Assigned task
Output every record below exactly as it appears.

START Dataset records

PR #2714, opened 2023-02-15
[#2671] fix QR code

### LINKED ISSUE #2671: QR-code for enabling MFA unreadable in dark mode

2.0.3

A collegue just tried to login to the admin portal for the first time, and noticed she couldn't scan the QR-code in dark mode:
image
(QR code blurred for obvious reasons)

This only goes for the QR-code used for the initial setup: Upon investigating using Windows' native dark mode (no plugins), at first I couldn't reproduce it: The QR-codes in the TOTP tab of the admin panel -do- show with a white background.

1. Set Windows (10) to dark mode
image

2. Delete current (if any) TOTP device from the OF admin-panel

3. Login and try to set the TOTP device anew

### Tasks

* [ ] Enforce white background for QR-code (so also in dark mode)
* [ ] Make sure there is some white padding (10px?) around the QR-code

pi-sigma:
Fixes #2671 

*patched CSS for QR code by adding white background

### DIFF
--- a/src/openforms/scss/_vendor.scss
+++ b/src/openforms/scss/_vendor.scss
@@ -5,6 +5,7 @@
 @import './vendor/react-tabs';
 @import './vendor/rjsf-field';
 @import './vendor/tinymce';
+@import './vendor/django-two-factor-auth';
 
 // this violates a check by postcss-selector-lint, but it's the SDK snippet which has no
 // classnames to target.
--- a/src/openforms/scss/vendor/_django-two-factor-auth.scss
+++ b/src/openforms/scss/vendor/_django-two-factor-auth.scss
@@ -1,0 +1,3 @@
+body.login .centered-image {
+  background-color: white;
+}


src/openforms/scss/_vendor.scss
```diff
@@ -5,6 +5,7 @@
 @import './vendor/react-tabs';
 @import './vendor/rjsf-field';
 @import './vendor/tinymce';
+@import 'vendor/django-two-factor-auth';
```
sergei-maertens, line 8:
```suggestion
@import './vendor/django-two-factor-auth';
```

src/openforms/scss/vendor/_django-two-factor-auth.scss
```diff
@@ -0,0 +1,6 @@
+.centered-image {
```
sergei-maertens, line 1: oof this is a very generic classname, let's scope it to avoid unintended bleeding into other pages

```suggestion
body.login .centered-image {
```

sergei-maertens (changes requested):

src/openforms/scss/vendor/_django-two-factor-auth.scss
```diff
@@ -0,0 +1,6 @@
+body.login.centered-image {
```
sergei-maertens, line 1:
```suggestion
body.login .centered-image {
```
the space is important because the classname is applied to a _child of_ the body, not to the body itself.

src/openforms/scss/_vendor.scss
```diff
@@ -5,9 +5,10 @@
 @import './vendor/react-tabs';
 @import './vendor/rjsf-field';
 @import './vendor/tinymce';
+@import './vendor/django-two-factor-auth';
 
 // this violates a check by postcss-selector-lint, but it's the SDK snippet which has no
-// classnames to target.
+// classnames to target.s
```
sergei-maertens, line 11:
```suggestion
// classnames to target.
```

src/openforms/scss/vendor/_django-two-factor-auth.scss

END Dataset records

Reply
PR #2714, opened 2023-02-15
[#2671] fix QR code

### LINKED ISSUE #2671: QR-code for enabling MFA unreadable in dark mode

2.0.3

A collegue just tried to login to the admin portal for the first time, and noticed she couldn't scan the QR-code in dark mode:
image
(QR code blurred for obvious reasons)

This only goes for the QR-code used for the initial setup: Upon investigating using Windows' native dark mode (no plugins), at first I couldn't reproduce it: The QR-codes in the TOTP tab of the admin panel -do- show with a white background.

1. Set Windows (10) to dark mode
image

2. Delete current (if any) TOTP device from the OF admin-panel

3. Login and try to set the TOTP device anew

### Tasks

* [ ] Enforce white background for QR-code (so also in dark mode)
* [ ] Make sure there is some white padding (10px?) around the QR-code

pi-sigma:
Fixes #2671 

*patched CSS for QR code by adding white background

### DIFF
--- a/src/openforms/scss/_vendor.scss
+++ b/src/openforms/scss/_vendor.scss
@@ -5,6 +5,7 @@
 @import './vendor/react-tabs';
 @import './vendor/rjsf-field';
 @import './vendor/tinymce';
+@import './vendor/django-two-factor-auth';
 
 // this violates a check by postcss-selector-lint, but it's the SDK snippet which has no
 // classnames to target.
--- a/src/openforms/scss/vendor/_django-two-factor-auth.scss
+++ b/src/openforms/scss/vendor/_django-two-factor-auth.scss
@@ -1,0 +1,3 @@
+body.login .centered-image {
+  background-color: white;
+}


src/openforms/scss/_vendor.scss
```diff
@@ -5,6 +5,7 @@
 @import './vendor/react-tabs';
 @import './vendor/rjsf-field';
 @import './vendor/tinymce';
+@import 'vendor/django-two-factor-auth';
```
sergei-maertens, line 8:
```suggestion
@import './vendor/django-two-factor-auth';
```

src/openforms/scss/vendor/_django-two-factor-auth.scss
```diff
@@ -0,0 +1,6 @@
+.centered-image {
```
sergei-maertens, line 1: oof this is a very generic classname, let's scope it to avoid unintended bleeding into other pages

```suggestion
body.login .centered-image {
```

sergei-maertens (changes requested):

src/openforms/scss/vendor/_django-two-factor-auth.scss
```diff
@@ -0,0 +1,6 @@
+body.login.centered-image {
```
sergei-maertens, line 1:
```suggestion
body.login .centered-image {
```
the space is important because the classname is applied to a _child of_ the body, not to the body itself.

src/openforms/scss/_vendor.scss
```diff
@@ -5,9 +5,10 @@
 @import './vendor/react-tabs';
 @import './vendor/rjsf-field';
 @import './vendor/tinymce';
+@import './vendor/django-two-factor-auth';
 
 // this violates a check by postcss-selector-lint, but it's the SDK snippet which has no
-// classnames to target.
+// classnames to target.s
```
sergei-maertens, line 11:
```suggestion
// classnames to target.
```

src/openforms/scss/vendor/_django-two-factor-auth.scss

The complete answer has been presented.